Timothy Miller ND, LAc, RA

Timothy Miller ND, LAc, RA is a naturopathic physician, licensed acupuncturist, and registered aromatherapist. He is a graduate of the National College of Natural Medicine (NCNM) in Portland, OR.

Dr. Miller is a chemistry nerd. He is fascinated by the chemistry found in the natural world. Fueled by the abundant, potent, and unique components within aromatherapy, Dr. Miller has sought to understand how essential oils act on the body and identify which clinical applications are best incorporated into practice.

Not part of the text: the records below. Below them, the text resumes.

PR #103, opened 2018-03-14
Implement CONVERT expression and cast expressions in comparisons.

### LINKED ISSUE #92: Panic comparing literals and columns numbers
If we have the following query:
`SELECT a from b where a > 10`
It will panic because `a` is an int32 and the literal `10` is an int64 by default. Line on parse.go:
```go
return expression.NewLiteral(n, sql.Int64), nil
```

The standard solution for this is add a `CAST` node surrounding the literal, casting it to the type of the other expression into the comparison. Doing this, all the those queries will be executable:
`SELECT a from b where a > 10`
`SELECT a from b where a > "10"`
`SELECT a from b where a > 10.0`
`SELECT a from b where 10 < a`

mcarmonaa:
Closes #92


sql/analyzer/rules.go
```diff
@@ -411,3 +412,71 @@ func pushdown(a *Analyzer, n sql.Node) (sql.Node, error) {
 		return node, nil
 	})
 }
+
+func castCompares(a *Analyzer, n sql.Node) (sql.Node, error) {
```
erizocosmico: What do you think about putting this logic inside the `Comparison` `Compare` method instead?

`Compare` has access to the types and it could handle them itself using the `Convert` method of the types. The less rules we need, the better.

sql/expression/comparison.go
```diff
@@ -236,25 +259,25 @@ func (lt *LessThan) TransformUp(f func(sql.Expression) (sql.Expression, error))
...
+	return &GreaterThanOrEqual{newComparison(left, right)}
 }
 
 // Eval implements the Expression interface.
 func (gte GreaterThanOrEqual) Eval(
 	session sql.Session,
 	row sql.Row,
 ) (interface{}, error) {
-	a, err := gte.Left.Eval(session, row)
+	a, err := gte.BinaryExpression.Left.Eval(session, row)
```
erizocosmico: why add the `BinaryExpression` here?

sql/expression/comparison.go
```diff
@@ -6,51 +6,74 @@ import (
...
 
-// Comparison is an expression that compares an expression against another.
-type Comparison struct {
+// Compararer implements a comparison expression.
+type Comparer interface {
+	sql.Expression
+	IsComparison() bool
+	Left() sql.Expression
+	Right() sql.Expression
+	SetLeft(sql.Expression)
```
erizocosmico: nodes should be immutable. If it needs to change, a new node should be created

sql/expression/convert.go
```diff
@@ -0,0 +1,195 @@
...
+}
+
+// Name implements the Expression interface.
+func (c *Convert) Name() string {
+	return fmt.Sprintf("convert(%v, %v)", c.Child.Name(), c.castToType)
+}
+
+// TransformUp implements the Expression interface.
+func (c *Convert) TransformUp(f func(sql.Expression) (sql.Expression, error)) (sql.Expression, error) {
+	child, err := c.UnaryExpression.Child.TransformUp(f)
```
erizocosmico: `UnaryExpression`  here is redundant

sql/expression/convert.go
```diff
@@ -0,0 +1,195 @@
...
+	if err != nil {
+		return nil, err
+	}
+
+	return f(NewConvert(child, c.castToType))
+}
+
+// Eval implements the Expression interface.
+func (c *Convert) Eval(session sql.Session, row sql.Row) (interface{}, error) {
+	val, err := c.UnaryExpression.Child.Eval(session, row)
```
erizocosmico: `UnaryExpression` here is redundant

sql/expression/comparison.go
mcarmonaa: Because of the `Left()` method in the interface, it shadows the `Left` field of the embedded `BinaryExpression`.

sql/analyzer/rules.go
ajnavarro: The rule that I'm missing here is one to cast literals in comparisons when the types on left and right are not equals.

sql/analyzer/rules.go
```diff
@@ -411,3 +412,71 @@ func pushdown(a *Analyzer, n sql.Node) (sql.Node, error) {
...
+		}
+
+		left, right = convertExpressionsToText(left, right)
+		c.SetLeft(left)
+		c.SetRight(right)
+		return c.(sql.Expression), nil
+	})
+}
+
+func isNumber(t sql.Type) bool {
```
ajnavarro: Maybe this logic to check types should be in types.go file

sql/analyzer/rules_test.go
```diff
@@ -396,6 +396,128 @@ func (t *pushdownProjectionAndFiltersTable) TransformUp(f func(sql.Node) (sql.No
...
+						expression.NewGetField(1, sql.Int32, "number", false),
+						expression.NewLiteral(int64(2), sql.Int64),
+					),
+				},
+				plan.NewUnresolvedTable("foo"),
+			),
+			expected: plan.NewProject(
+				[]sql.Expression{
+					expression.NewGreaterThanOrEqual(
+						expression.NewConvert(
```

Dr. Miller first began his aromatherapy studies in 2005. He has since traveled the world to advance his understanding of essential oils and their clinical implications. Dr. Miller has studied with Rhiannon Lewis, Mark Webb, Gabriel Mojay, Kurt Schnaubelt, and Jeffrey Yuen. He has successfully completed a National Association of Holistic Aromatherapy (NAHA) approved course and has completed the requirements to become a registered aromatherapist. He is a member of the Aromatherapy Registration Council (ARC).

Beyond his love of aromatherapy, Dr. Miller is an avid traveler and student of foreign languages. He enjoys spending time with his family, watching movies, and being in nature. Dr. Miller loves to learn new things and is driven by self-improvement and emotional intelligence.

Dr. Miller believes deeply in Docere and loves to teach. He is an international speaker, workshop leader and contributing author. He believes learning should be fun and makes every attempt to engage his students in a profound and meaningful way.